ECLI:NL:CRVB:2022:1497
Centrale Raad van Beroep
- Hoger beroep
- Rechtspraak.nl
Hoger beroep tegen demotie en ontslag van een docent wegens ongeschiktheid en verstoorde arbeidsrelatie
In deze zaak gaat het om een hoger beroep van het College van Bestuur van een scholengroep tegen de uitspraak van de rechtbank Zeeland-West-Brabant. De rechtbank had eerder de besluiten van het college vernietigd die betrekking hadden op de demotie en het ontslag van betrokkene, een docent.
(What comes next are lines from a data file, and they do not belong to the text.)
PR #2636, opened 2021-10-04
change joind default radio button

mapreri:
in the joind dialog window, default the radio button to "join this channel" if we have a channel to recommend

Otherwise the radio defaults to the first entry "Nothing, I'll join a
channel later", which in my opinion is weird if we are at the same time
pre-setting a channel name.


TingPing:
I did this on purpose a very long time ago.

A lot of users quickly just click past that screen and then got dumped in our support channel. This mostly lead to anger and confusion. So instead I left it be an active choice to join the channel we recommend.

mapreri:
ah, makes sense.  thanks for the history bit ;)

Issue #2507, opened 2020-09-29
Nicknames with not-ASCII symbols not recognized


kmikita:
If nickname contain not-ASCII symbols then it does not clickable in text window.

![wrong_action-1](https://user-images.githubusercontent.com/72072194/94539487-f587ff00-024d-11eb-91c3-ec5c03d14597.png)
![wrong_action-2](https://user-images.githubusercontent.com/72072194/94539484-f456d200-024d-11eb-8986-b896c3abfffc.png)

![right_action-1](https://user-images.githubusercontent.com/72072194/94539490-f6209580-024d-11eb-8b1d-3a2bbf58d20e.png)
![right_action-2](https://user-images.githubusercontent.com/72072194/94539489-f587ff00-024d-11eb-92f6-8a0d160821ed.png)

TingPing:
So there are a few possible places something could go wrong.

Firstly hovering over a word it has to detect word boundries. At a glance it should respect anything utf-8:

https://github.com/hexchat/hexchat/blob/7a275812c0002fe10db5c60e29a34ba6ce4cede1/src/fe-gtk/xtext.c#L1536


Then once it finds a word it has to compare that against usernames in the user list. This will usually work since people don't change their nicks often. However case-sensitivity is completely broken for non-ascii and could very much be entirely broken.

PR #2654, opened 2021-11-19
src/common/url.c : #2507 add UTF Cyrillic support in nicknames

kmikita:
On some servers, for example RusNET, the use of Cyrillic characters in nicknames is allowed, which leads to issue #2507 .

### DIFF
--- a/src/common/url.c
+++ b/src/common/url.c
@@ -620,7 +620,8 @@ re_email (void)
 /*	NICK description --- */
 /* For NICKPRE see before url_check_word() */
 #define NICKHYP	"-"
-#define NICKLET "a-z"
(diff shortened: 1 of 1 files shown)


TingPing:
The entire client is broken with non-ascii nicks, so I don't think it makes sense to change tiny details like this to support them.

kmikita:
Ideally, the entire range of UTF should be passed, but I was only add the Cyrillic alphabet as this solves this solves a particular annoying issue #2705. I don't see any stability or performance hindrance in the use of non-ASCII characters.

TingPing:
It can work if the server only does ascii comparisons for nicks.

De Centrale Raad van Beroep oordeelt dat de demotie van betrokkene in strijd is met het demotiebeleid, omdat er geen twee opeenvolgende onvoldoende beoordelingen aan vooraf zijn gegaan. Daarnaast is de beoordeling van betrokkene als onvoldoende in strijd met de zorgvuldigheid, omdat het college de Regeling Gesprekkencyclus niet correct heeft gevolgd. Het ontslag van betrokkene is ook onterecht, omdat het college niet voldoende concrete gedragingen heeft aangetoond die de ongeschiktheid van betrokkene voor haar functie onderbouwen. De rechtbank heeft geoordeeld dat betrokkene ten onrechte geen kans heeft gekregen om haar functioneren te verbeteren. Het college heeft in hoger beroep aangevoerd dat de rechtbank een onjuiste interpretatie heeft gegeven aan het demotiebeleid en dat er wel degelijk sprake was van disfunctioneren. De Raad bevestigt echter de uitspraak van de rechtbank en oordeelt dat het hoger beroep van het college niet slaagt. De Raad veroordeelt het college in de proceskosten van betrokkene en legt een griffierecht op.